No – VQABS is an integer instruction. The point is that it takes the absolute value of a signed integer, and gives you back something that fits in the same signed integer type, which means it has to map the largest negative value (say -128) to one less than its true absolute value (e.g. +127) or else it still ends up negative.
These magic numbers like 3712 and 2688 and so on could do with a comment explaining what they represent. From context it looks as if they're some kind of non-literal immediate encoding used by special node types like ARMvcmpz, ARMvmovImm and so on – but what real numbers do they represent?
This integer 3711 is different from the 3712 two lines above it. But in the other two patterns, the two corresponding numbers are identical (two copies of 2688, and two of 1664). If that's deliberate, could you add a comment saying why?

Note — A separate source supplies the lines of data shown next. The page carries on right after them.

Issue #118, opened 2020-07-27
Implement Thread Pool


youben11:
## Description
As suggested by @bcebere in #115 , parallel computation using threads shouldn't create them from scratch every time, but instead should assign jobs to a pool of available threads.

We need to add a thread pool system in tenseal/utils as well as integrate it in the vector-matrix multiplication operation.

bcebere:
I can work on this one

PR #124, opened 2020-07-29
Threadpool support for matrix multiplication

bcebere:
## Description
The current flow spawns a number of threads on every multiplication.This can lead to denial of service, we should have a controlled way of creating new threads.

For that, this PR extends the current approach with:

- [x] A blocking queue and a thread pool implementation, for executing the jobs.
- [x] Move the thread creating responsability in the TenSEAL context. 
- [x] Rework the multiplication with globals/mutexes by spliting the input in batches  and using C++'s future promises in the main thread.
- [x] Added Google benchmark for measuring the performance per operations.  
- [x] TODO: Comment the code.

fixes https://github.com/OpenMined/TenSEAL/issues/118

## Checklist


tenseal/cpp/context/tensealcontext.h
```diff
@@ -222,6 +234,11 @@ class TenSEALContext {
      * @returns true if the contexts are identical.
      **/
     bool equals(const std::shared_ptr<TenSEALContext>& other);
+    /**
+     * @returns a pointer to the threadpool dispatcher
+     **/
+    shared_ptr<sync::ThreadPool> dispatcher() { return _dispatcher; }
+    size_t get_concurrency() { return _threads.value_or(1); }
```
youben11, line 241: So the default won't be to check hardware concurrency?

tenseal/cpp/tensors/ckksvector.h
```diff
@@ -109,10 +109,8 @@ class CKKSVector {
     /**
      * Matrix multiplication operations.
      **/
-    CKKSVector matmul_plain(const vector<vector<double>>& matrix,
-                            uint n_threads = 0);
-    CKKSVector& matmul_plain_inplace(const vector<vector<double>>& matrix,
-                                     uint n_threads = 0);
+    CKKSVector matmul_plain(const vector<vector<double>>& matrix);
+    CKKSVector& matmul_plain_inplace(const vector<vector<double>>& matrix);
```
youben11, line 113: Even if now we have a thread pool with a certain number of threads, can't we control the number of jobs created for matmul? like the number of threads is n, and someone can specify a number j <= n of jobs? in the API it will look something more like `vec.matmul(matrix, n_jobs=j)`. Do you think this can be useful, I don't know...

tenseal/cpp/context/tensealcontext.h
bcebere: I'll fix this, I mixed them up

tenseal/cpp/tensors/ckksvector.h
bcebere: Sure, that should be easy to add.

tenseal/cpp/tensors/utils/matrix_ops.h
```diff
@@ -149,21 +102,29 @@ Ciphertext diagonal_ct_vector_matmul_parallel(
...
+    for (size_t i = 0; i < thread_cnt; i++) {
+        future_results.push_back(tenseal_context->dispatcher()->enqueue_task(
+            worker_func, i * batch_size,
+            std::min((i + 1) * batch_size, vector_size)));
+    }
+
+    for (size_t i = 0; i < tenseal_context->get_concurrency(); i++) {
+        tenseal_context->evaluator->add_inplace(result,
+                                                future_results[i].get());
+    }
```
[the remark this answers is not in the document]
bcebere: So, you're saying that this loop might get stuck at 0, let's say, waiting for a slow thread, while the others finished the job, right?

Windows has a mechanism for waiting for multiple objects efficiently, unfortunately I cannot find something similar in standard C++ library, but I'll research it. I was looking for a solution too here, it's not ideal to loop over the futures and do a blocking wait. 

I could experiment with more designs. One other idea was to add the results to a blocking queue, and notify the main thread using a condition variable. That might schedule the operations more efficiently.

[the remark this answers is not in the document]
youben11: The current design is great, I don't think we should jump directly into a different one, I just wanted to give it some thoughts. But this is definitely something I would merge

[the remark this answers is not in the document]
bcebere: I'll make a test with a condition variable&mutex, to see how the benchmarks look that way.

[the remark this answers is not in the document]
bcebere: I did a test using a mutex and a condition variable to notify the main thread(instead of waiting for a std::future), but the benchmarks look pretty similar.

I think it needs better load testing here, I am not sure how to simulate the scenario.

Maybe a random sleep in each worker might show the performance differences(cond variable vs future.get() )
I have the git stash anyway, I can try to add a test in another PR.

tenseal/binding.cpp
```diff
@@ -134,10 +134,14 @@ PYBIND11_MODULE(_tenseal_cpp, m) {
...
-        .def("mm", &CKKSVector::matmul_plain, py::arg("matrix"))
-        .def("mm_", &CKKSVector::matmul_plain_inplace, py::arg("matrix"))
+        .def("matmul", &CKKSVector::matmul_plain, py::arg("matrix"),
+             py::arg("n_batches") = 0)
+        .def("matmul_", &CKKSVector::matmul_plain_inplace, py::arg("matrix"),
+             py::arg("n_batches") = 0)
+        .def("mm", &CKKSVector::matmul_plain, py::arg("matrix"),
+             py::arg("n_batches") = 0)
+        .def("mm_", &CKKSVector::matmul_plain_inplace, py::arg("matrix"),
+             py::arg("n_batches") = 0)
```
youben11: I know this sounds philosophic lol but I think the user doesn't need to know that we process this in batches or not, the batch thing is more specific for our matmul implementation, it can be the parameter name for diagonal_vector_matmul function for example, but the user should only get that the operation is done via `n` jobs, that's why I would prefer the job terminology exposed to the user in the API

Since all three of these patterns look very similar, it ought to be possible to fold them all up into a class or multiclass. If you pass an MVEVectorVTInfo as one of the template parameters to the class, you should be able to extract both the vector type and the predicate type that goes with it (e.g. MVE_v16i8.Vec is v16i8, and MVE_v16i8.Pred is v16i1).

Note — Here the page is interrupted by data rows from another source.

PR #134, opened 2020-08-06
Implement im2col and update conv2d

philomath213:
## Description
- Implement matrix vertical and horizontal scan.
- Implement im2col (Image Block to Columns) in C++.
- Update conv2d_im2col implementation in order to simplify the API.
- Implement `im2col_encoding`, it will allow user apply a im2col on input matrix and compute the convolution layer using on TenSEAL, there's no need to pad the input and the kernel nor flatting them in Python.
- Update tests.
- Update Convolution notebook.

## Affected Dependencies
None.

## How has this been tested?
- Unit tests.

## Checklist

### DIFF
--- a/tenseal/binding.cpp
+++ b/tenseal/binding.cpp
@@ -8,6 +8,7 @@
 #include "tenseal/cpp/context/tensealcontext.h"
 #include "tenseal/cpp/tensors/bfvvector.h"
 #include "tenseal/cpp/tensors/ckksvector.h"
+#include "tenseal/cpp/tensors/utils/utils.h"
 
 using namespace tenseal;
 using namespace seal;
@@ -80,6 +81,20 @@ PYBIND11_MODULE(_tenseal_cpp, m) {
         .def("__copy__", [](const BFVVector &self) { return self.deepcopy(); })
         .def("__deepcopy__",
              [](const BFVVector &self, py::dict) { return self.deepcopy(); });
+
+    // CKKSVector utils
+    m.def("im2col_encoding",
+          [](shared_ptr<TenSEALContext> ctx, vector<vector<double>> &input,
+             const size_t kernel_n_rows, const size_t kernel_n_cols,
+             const size_t stride) {
+              vector<vector<double>> view_as_window;
+              vector<double> final_vector;
+              size_t windows_nb = im2col(input, view_as_window, kernel_n_rows,
+                                         kernel_n_cols, stride);
+              vertical_scan(view_as_window, final_vector);
+              CKKSVector ckks_vector = CKKSVector(ctx, final_vector);
+              return make_pair(ckks_vector, windows_nb);
+          });
 
     py::class_<CKKSVector>(m, "CKKSVector")
         // specifying scale
--- a/tenseal/cpp/tensors/ckksvector.cpp
+++ b/tenseal/cpp/tensors/ckksvector.cpp
@@ -564,39 +564,47 @@ CKKSVector& CKKSVector::polyval_inplace(const vector<double>& coefficients) {
     return *this;
 }
 
-CKKSVector CKKSVector::conv2d_im2col(const vector<double>& kernel,
-                                     size_t windows_nb) {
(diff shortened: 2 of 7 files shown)


tenseal/cpp/tensors/utils/utils.h
```diff
@@ -10,6 +12,104 @@ namespace tenseal {
...
+template <typename T>
+void horizontal_scan(const vector<vector<T>>& src, vector<T>& dst) {
+    size_t in_height = src.size();
+    size_t in_width = src[0].size();
+
+    dst.resize(in_height * in_width);
+
+    // check if each row size is equals to in_width
+    if (any_of(src.begin(), src.end(),
+               [in_width](vector<T> i) { return i.size() != in_width; })) {
```
bcebere, line 27: const ref

tenseal/cpp/tensors/utils/utils.h
```diff
@@ -10,6 +12,104 @@ namespace tenseal {
...
+template <typename T>
+void vertical_scan(const vector<vector<T>>& src, vector<T>& dst) {
+    size_t in_height = src.size();
+    size_t in_width = src[0].size();
+
+    dst.resize(in_height * in_width);
+
+    // check if each row size is equals to in_width
+    if (any_of(src.begin(), src.end(),
+               [in_width](vector<T> i) { return i.size() != in_width; })) {
```
bcebere, line 52: const ref

tenseal/cpp/tensors/utils/utils.h
```diff
@@ -10,6 +12,104 @@ namespace tenseal {
 using namespace seal;
 using namespace std;
 
+/**
+ * horizontally scan matrix (vector of vectors)
+ **/
+template <typename T>
+void horizontal_scan(const vector<vector<T>>& src, vector<T>& dst) {
```
bcebere, line 19: These operations might be easier to execute using a gsl::multi_span structure. For sure not for this PR, I don't know if they actually help. But they should prevent extra-copies

philomath213: Yeah, I will check this out, maybe they will be helpful.

tenseal/binding.cpp
```diff
@@ -81,6 +82,20 @@ PYBIND11_MODULE(_tenseal_cpp, m) {
...
+             const size_t stride) {
+              vector<vector<double>> view_as_window;
+              vector<double> final_vector;
+              size_t windows_nb = im2col(input, view_as_window, kernel_n_rows,
+                                         kernel_n_cols, stride);
+              vertical_scan(view_as_window, final_vector);
+              CKKSVector ckks_vector = CKKSVector(ctx, final_vector);
+              return make_pair(ckks_vector, windows_nb);
+          });
+
```
youben11, line 98: Maybe not in this PR, but the encoding shouldn't be doing encryption, just encoding it into a vector, then encryption should be something separate

tenseal/cpp/tensors/ckksvector.cpp
```diff
@@ -564,39 +564,47 @@ CKKSVector& CKKSVector::polyval_inplace(const vector<double>& coefficients) {
...
     if (windows_nb == 0) {
         throw invalid_argument("Windows number can't be zero");
     }
 
-    if (kernel.empty()) {
-        throw invalid_argument("Kernel vector can't be empty");
+    if (kernel.empty() ||
+        (any_of(kernel.begin(), kernel.end(),
+                [](const vector<double>& i) { return i.empty(); }))) {
+        throw invalid_argument("Kernel matrix can't be empty");
```
youben11, line 583: What about something like this? to check whether the vector<vector> is a well organized matrix?

```suggestion
    if (kernel.empty() ||
        (any_of(kernel.begin(), kernel.end(),
                [](const vector<double>& i) { return i.size() == kernel[0].size(); }))) {
        throw invalid_argument("Kernel matrix can't be empty");
```

philomath213: The test will be wrong in the case where `kernel[0].size() == 0`.
in other hand `horizontal_scan` always check if the rows have the same size.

You might have to pass those magic integer constants as extra template parameters, though.
Ah yes, but think I got confused by the
in the pseudo-code of the instruction. And not that it really matters, but I guess that means the test just needs -mattr=+mve instead of -mattr=+mve.fp
Thanks for making me aware of that, I removed the superfluous .fp
A very good suggestion as this file needs more explanatory comments in it, I've added some now.
The difference emerges because the s16 and s32 variants used once ARMvmovImm ... to represent INT_MIN and once ARMvmvnImm ... to represent INT_MAX (by negating INT_MIN), while s8 uses ARMvmovImm ... both times and thus in the used encoding has to decrease the magic number for INT_MIN by one to represent INT_MAX.
Just updated the patch to do exactly this, it indeed looks much nicer.
Thanks, this does look much nicer!
Now I can read it more easily, I can see that what you're actually matching is effectively the vectorization of a pair of nested ternary-expressions, so that each lane is being independently transformed via the function
x > 0 ? x : (x == INT_MIN ? INT_MAX : -x)
which it's reasonably clear does implement the same function as the vqabs instruction.
I only have one small nitpick left.
This (i32 12), and the (i32 0) in the ARMvcmp a couple of lines below, are the only remaining magic numbers that have no explanation here. I think they deserve a comment explaining them: 12 and 0 are respectively the Arm architecture's condition-code encodings for GT and EQ, so this ARMvcmpz is testing if each lane is greater than zero, and the ARMvcmp below is testing if each lane is equal to (the corresponding lane of) int_min.
Thanks for reminding me, I decided to just add a comment that explains what expression the tree structure will match - hopefully that should make it clear what happens.